Under Iowa law, congressional candidates can qualify for primary elections by filing petitions with at least 1,726 signatures. If a recognized political party such as the Libertarian Party of Iowa has no candidate for a primary, it can nominate a candidate for that primary at a congressional district convention.
The alternative path has several requirements, including the requirement that the party provide names of delegates to the county auditor. The Libertarian Party has acknowledged failing to meet that requirement but said it substantially complied with the law.
The State Objection Panel, which consists of Iowa Secretary of State Paul Pate, Attorney General Brenna Bird, and Auditor Rob Sand, voted in August for challengers to the Libertarian Party candidates, finding in a 2–1 decision that the party improperly held its caucuses and county conventions on the same day and lacked the delegate names.
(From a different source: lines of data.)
PR #256, opened 2026-05-07
Fix runtime guard, SQLite diagnostics, and Antigravity Windows discovery

### LINKED ISSUE #232: SyntaxError: Invalid regular expression flags on Pi
Hello, 

I want to use the tool on my Pi 4 with Ubuntu. But I got the following error:

file:///usr/local/lib/node_modules/codeburn/node_modules/string-width/index.js:19
const zeroWidthClusterRegex = /^(?:\p{Default_Ignorable_Code_Point}|\p{Control}|\p{Format}|\p{Mark}|\p{Surrogate})+$/v;
                              ^

SyntaxError: Invalid regular expression flags
    at ModuleLoader.moduleStrategy (node:internal/modules/esm/translators:152:18)
    at ModuleLoader.moduleProvider (node:internal/modules/esm/loader:299:14)

Node.js v18.20.4

BR,

### LINKED ISSUE #249: Issue: CodeBurn doesn’t pick up Antigravity usage on Windows
Hi, I’m using `codeburn` `0.9.6` on Windows and Antigravity usage isn’t showing up at all.

I installed it with: npm install -g codeburn. When I run: codeburn report --provider antigravity --format json I get 0 calls and 0 sessions. The important part is that the Antigravity data is definitely there on disk. On my machine I have:

C:\Users\Admin\.gemini\antigravity\conversations

and that folder contains a lot of recent .pb files, including files from today. I also confirmed that the Antigravity language server is running on Windows. From looking through the installed CodeBurn code, it seems like the Antigravity provider is assuming a server setup that matches macOS/Linux, but not Windows. In particular, Windows Antigravity is exposing things like:

--extension_server_port
--extension_server_csrf_token

whereas CodeBurn seems to be expecting --https_server_port and a different RPC shape.

So this doesn’t look like missing logs or a bad path. It looks more like the Windows Antigravity provider path isn’t setup correctly yet.

In short:
- Antigravity conversation files exist
- Antigravity is actively running
- CodeBurn still reports zero usage on Windows

Happy to provide more details if useful, though in the same vein if I am doing something stupid please let me know!

### LINKED ISSUE #250: OpenCode/Cursor silently empty on Node 22.x < 22.13 (node:sqlite gated behind --experimental-sqlite)
## Bug

`codeburn status` shows zero calls and `$0.00` for OpenCode (and Cursor) on Node 22.11.0, even with a healthy `~/.local/share/opencode/opencode.db` (140 root sessions, 2k+ assistant messages with token data). All other providers (Claude Code, Codex, etc.) work correctly. The failure is silent — no warning printed in normal `status`/`report`/`today` output.

## Root cause

`dist/cli.js` calls `requireForSqlite("node:sqlite")` to load the built-in module. The `node:sqlite` module landed in Node 22.5 **behind the `--experimental-sqlite` flag** and only became available without a flag starting around Node 22.13 (and stable later). On Node 22.5–22.12 (no flag), the require throws `ERR_UNKNOWN_BUILTIN_MODULE: No such built-in module: node:sqlite`.

Codeburn catches this and sets `loadError`, but `discoverSessions()` in the OpenCode/Cursor providers just returns `[]` on `!isSqliteAvailable()` — no surfaced warning. End user sees an empty provider with no clue why.

## Reproduction

- Node 22.11.0 (or any 22.x prior to ~22.13 without `--experimental-sqlite`)
- codeburn 0.9.6 (`npx codeburn` or `brew install getagentseal/codeburn/codeburn`)
- Active OpenCode usage with messages in `~/.local/share/opencode/opencode.db`

```
$ node --version
v22.11.0
$ npx codeburn status --provider opencode
  Today  \$0.00  0 calls    Month  \$0.00  0 calls
$ node -e "require('node:sqlite')"
Error [ERR_UNKNOWN_BUILTIN_MODULE]: No such built-in module: node:sqlite
```

After upgrading to Node 22.22.2:

```
$ node --version
v22.22.2
$ npx codeburn status --provider opencode
  Today  \$10.39  114 calls    Month  \$10.39  114 calls
```

## Why this is hard to spot

- README still says \`better-sqlite3\` is installed automatically as an optional dependency, but the published 0.9.6 \`package.json\` has no \`optionalDependencies\`. Users searching for \`better-sqlite3\` issues hit a dead end.
- \`engines\` field is \`"node": ">=22"\`, so 22.0–22.12 appear supported but silently break SQLite providers.
- Closed issue #98 documents an earlier related silent-fail; the current 0.9.6 silent-fail mode is different (built-in module gate) but indistinguishable to a normal user.

## Suggested fixes (any one would resolve)

1. **Loud warning when SQLite-backed providers are configured but driver is unavailable.** The current `loadError` message exists but isn't surfaced unless a session parser is actually invoked. Print it during `discoverSessions()` if any DB files are found on disk but the driver can't load.
2. **Bump engines requirement** to whatever Node version makes `node:sqlite` available without a flag (≈22.13), or document this clearly in README under Requirements.
3. **Fall back to better-sqlite3** when `node:sqlite` is unavailable, and actually declare it in `optionalDependencies` (matching the README).
4. **Detect the specific `ERR_UNKNOWN_BUILTIN_MODULE` case** and emit a targeted message: "Your Node version (X) doesn't expose node:sqlite without --experimental-sqlite. Upgrade to Node 22.13+ or pass that flag."

## Environment

- codeburn 0.9.6
- Node 22.11.0 (broken) → Node 22.22.2 (working)
- macOS arm64
- OpenCode 1.14.39

ozymandiashh:
Closes #250.
Closes #249.
Closes #232.

## Summary

This PR fixes three recent runtime/provider failures that all presented as either silent zero-usage output or a crash before CodeBurn could explain what was wrong.

### Node runtime guard (#232)

CodeBurn now starts through a tiny `src/cli.ts` launcher that checks for Node `>=22.13.0` before dynamically importing the main CLI bundle.

That matters because Node 18 can currently install/run the package despite the engine mismatch, then crashes inside modern terminal dependencies with `SyntaxError: Invalid regular expression flags`. Early Node 22 also exposes `node:sqlite` inconsistently. The launcher keeps `dist/cli.js` small enough to parse on older Node versions and prints an actionable upgrade message before loading Ink/React/SQLite-backed provider code.

Packaging changes:

- Moved the existing CLI implementation to `src/main.ts`.
- Added `src/node-runtime.ts` with tested version parsing and guard messaging.
- Updated `tsup` to emit both `dist/cli.js` and `dist/main.js`.
- Kept `target: node20` intentionally so the launcher can run far enough on older Node to print the upgrade message.
- Raised `engines.node` and README requirements to `>=22.13.0`.

Verified build shape:

- `dist/cli.js` is 1.46 KB and only contains the runtime guard + dynamic import.
- `dist/main.js` contains the full CLI bundle.

### SQLite-backed provider diagnostics (#250)

Cursor, Goose, and OpenCode now check whether their DB data exists before checking SQLite availability. If data exists but `node:sqlite` cannot load, CodeBurn writes a clear stderr diagnostic instead of silently returning zero sessions.

This avoids the confusing Node 22.5-22.12 failure mode where OpenCode/Cursor usage exists on disk, but `node:sqlite` is gated behind `--experimental-sqlite` and the provider quietly reports nothing.

Also updated stale README text that still mentioned `better-sqlite3`; CodeBurn now documents the built-in `node:sqlite` requirement.

### Antigravity Windows discovery (#249)

Antigravity provider discovery now handles the Windows language-server shape reported in #249:

- Process discovery uses PowerShell / `Get-CimInstance Win32_Process` on Windows instead of POSIX `ps`.
- Server flag parsing supports both legacy and Windows names:
  - `--https_server_port`
  - `--csrf_token`
  - `--extension_server_port`
  - `--extension_server_csrf_token`
- Flag parsing supports both `--flag value` and `--flag=value` syntax.
- CSRF-like values are sanity-checked so unrelated process lines do not become false-positive servers.
- Connect-RPC response parsing accepts both wrapped and unwrapped payload shapes for model maps and trajectory metadata.

## Review fixes applied before PR

External review called out a few hardening points; this PR includes them:

- Added explicit CSRF token shape/length validation for Antigravity process parsing.
- Reduced Windows PowerShell discovery timeout from 8s to 5s.
- Forced PowerShell stdout to UTF-8.
- Guarded model-map extraction against malformed RPC payload entries.
- Added a Copilot legacy fixture for malformed assistant events while tightening TypeScript around that file.
- Added a `tsup` comment documenting why the launcher target intentionally remains below the runtime floor.

## Tests

- `npx tsc --noEmit`
- `npx vitest run tests/providers/antigravity.test.ts tests/providers/copilot.test.ts tests/node-runtime.test.ts`
- `npm run build`
- `npx vitest run` — 40 files, 539 tests passed
- `node dist/cli.js --version`
- `git diff --check`

## Pre-push review

- Argus-style local review: PASS
- Claude Opus 4.7 review: PASS after hardening follow-ups were applied
- Gemini 3.1 Pro Preview review: PASS; CLI emitted one model-capacity retry warning before returning the verdict

## What it does NOT touch

- Token aggregation and pricing math
- Dashboard rendering
- JSON stdout payload shape
- Provider discovery paths outside Cursor/Goose/OpenCode/Antigravity runtime checks


iamtoruk:
Closing this PR -- thanks for the work @ozymandiashh, but we need these split into separate PRs.

This bundles three unrelated fixes (#232, #249, #250) into one PR, which makes it hard to review and test independently. It also conflicts with 5-7 files on current main (especially the cli.ts restructuring), making the merge impractical at this point.

Per our contribution guidelines, please submit one PR per issue:

1. **#232 (Node runtime guard)** -- the launcher split and version check
2. **#250 (SQLite diagnostics)** -- the provider warnings when node:sqlite can't load
3. **#249 (Antigravity Windows)** -- the PowerShell discovery and flag parsing

Each one can be reviewed, tested, and merged on its own. Rebasing against current main will also be much easier with smaller, focused PRs.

Sand said in a dissent that the panel ignored the U.S. Constitution’s First Amendment and that it should have kept the candidates on the ballot.
The Libertarian candidates asked the courts to review the finding. Polk County District Court Judge Michael Huppert over the weekend upheld the state panel’s decision.
Iowa Supreme Court justices said in the per curiam opinion, with Thomas Waterman abstaining, that the Libertarian Party candidates were wrong when they argued that challengers, who are themselves candidates in the congressional districts, did not have standing to challenge them being on the ballot. Because the challengers are residents of the districts and have the right to vote, they do have standing, justices said.
Justices also shot down the position that the candidates should remain on the ballot due to the Libertarian Party being in substantial compliance with the law. Justices said that the law requires strict compliance because it does not expressly say substantial compliance is acceptable, unlike some other laws.
The court also said that removing the candidates does not infringe on First Amendment rights. U.S. Supreme Court rulings have upheld laws governing access to ballots, they said, and the panel’s ruling “does not affect the Libertarian Party’s ability to convey its message to the voters of Iowa, to make endorsements, to associate only with individuals it wants to associate with, or even to determine its own governance structure.”
Cutler encouraged voters to write in the candidates’ names.